No Brasil, o movimento encontra terreno fértil em um cenário polarizado, no qual a discussão sobre o papel da mulher na sociedade voltou mais forte ao debate público. Em um país onde as mulheres ainda realizam a maior parte das tarefas de cuidado, a idealização da dona de casa perfeita não é um fenômeno isolado. “Há uma contradição central nesse discurso”, observa Rebecca.

“Muitas dessas mulheres afirmam estar fazendo uma escolha pessoal, mas, do ponto de vista sociológico, uma escolha individual não pode ser analisada fora da estrutura de classe. Essa opção só é possível porque houve conquistas feministas anteriores e porque essas influenciadoras pertencem a uma classe privilegiada. São mulheres com maridos de alto poder aquisitivo, e isso não representa a realidade da maioria”, comenta. 

A realidade do trabalho doméstico no Brasil

Enquanto as tradwifes glamourizam o trabalho doméstico, as estatísticas mostram que a realidade está longe de ser ideal. Segundo a PNAD Contínua (IBGE), as mulheres brasileiras dedicam, em média, 21 horas semanais a afazeres domésticos e cuidados de pessoas, quase o dobro do tempo gasto pelos homens. Mesmo entre as que têm jornada de trabalho formal, o cuidado com a casa e os filhos continua recaindo majoritariamente sobre elas.

O chamado “segundo turno”, conceito criado ainda nos anos 1980 para descrever essa dupla jornada, nunca deixou de existir. Estudos do Ipea estimam que, se o trabalho doméstico não remunerado fosse contabilizado, ele representaria cerca de 11% do PIB brasileiro. O que muda agora é o discurso: séculos de sobrecarga e dependência financeira ganham filtros e legenda inspiracional.

De acordo com a pesquisadora, essa romantização é especialmente perigosa porque “o conteúdo produzido por influenciadoras tradwives usa uma estética de encanto e nostalgia para que as mulheres assimilem papéis de gênero opressores”. Ela explica que, nas redes, “uma vida doméstica aparece como simples, bela e estável, quando na realidade é um trabalho exaustivo, não remunerado e historicamente desvalorizado”.

Contradições no discurso 

A narrativa das tradwives recorre à noção de ‘escolha individual’, sem considerar, contudo, o contexto social e econômico que delimita as possibilidades das mulheres. “Essa liberdade de escolha é um privilégio para poucas. Quando olhamos para a estrutura social, o movimento é, na verdade, uma reafirmação regressiva de hierarquias de gênero e de classe”, observa.

A pesquisadora lembra ainda que o contexto pós-pandemia contribuiu para o fortalecimento dessa estética conservadora. “Durante a pandemia, as mulheres foram as mais afetadas pelo fechamento das escolas e pelo aumento da carga doméstica. No pós-pandemia, faltaram políticas públicas que reinserissem essas mulheres no mercado de trabalho. Isso cria um cenário ideal para que a ilusão de que o lar é um espaço mais tranquilo e seguro volte a ser vendida”, explica. 
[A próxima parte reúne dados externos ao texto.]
PR #3936, opened 2026-08-18
chore(ai): remove obsolete `atuin ai init` command

taylordotfish:
As per discussion with @ellie, the `atuin ai init` command is no longer needed as the initialization for Atuin AI is now included in `atuin init`. This PR removes the obsolete command; its existence was complicating other fixes such as #3928.

As part of this change, the shell init snippets are now exposed as simple constant strings rather than functions.


markovejnovic (approved):
diff itself looks good, haven't confirmed existing logic for this exists, but since you say it does, i trust you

Essa “ilusão”, diz, tem consequências diretas na formulação de políticas públicas. “Esses movimentos conservadores reforçam estereótipos ao associar feminilidade à submissão, ao cuidado e à beleza. Isso dificulta avanços em pautas como a autonomia financeira e a ampliação da presença feminina em espaços de decisão”, explica. 

Por fim, a pesquisadora defende que o combate à romantização do trabalho doméstico passa por reconhecer seu valor real. “O trabalho doméstico é essencial para a reprodução social e econômica. É preciso reconhecê-lo como trabalho, garantir creches públicas, escolas integrais e políticas de redução da jornada de trabalho. Só assim é possível reduzir a sobrecarga feminina e enfrentar a ascensão de discursos que idealizam a submissão”.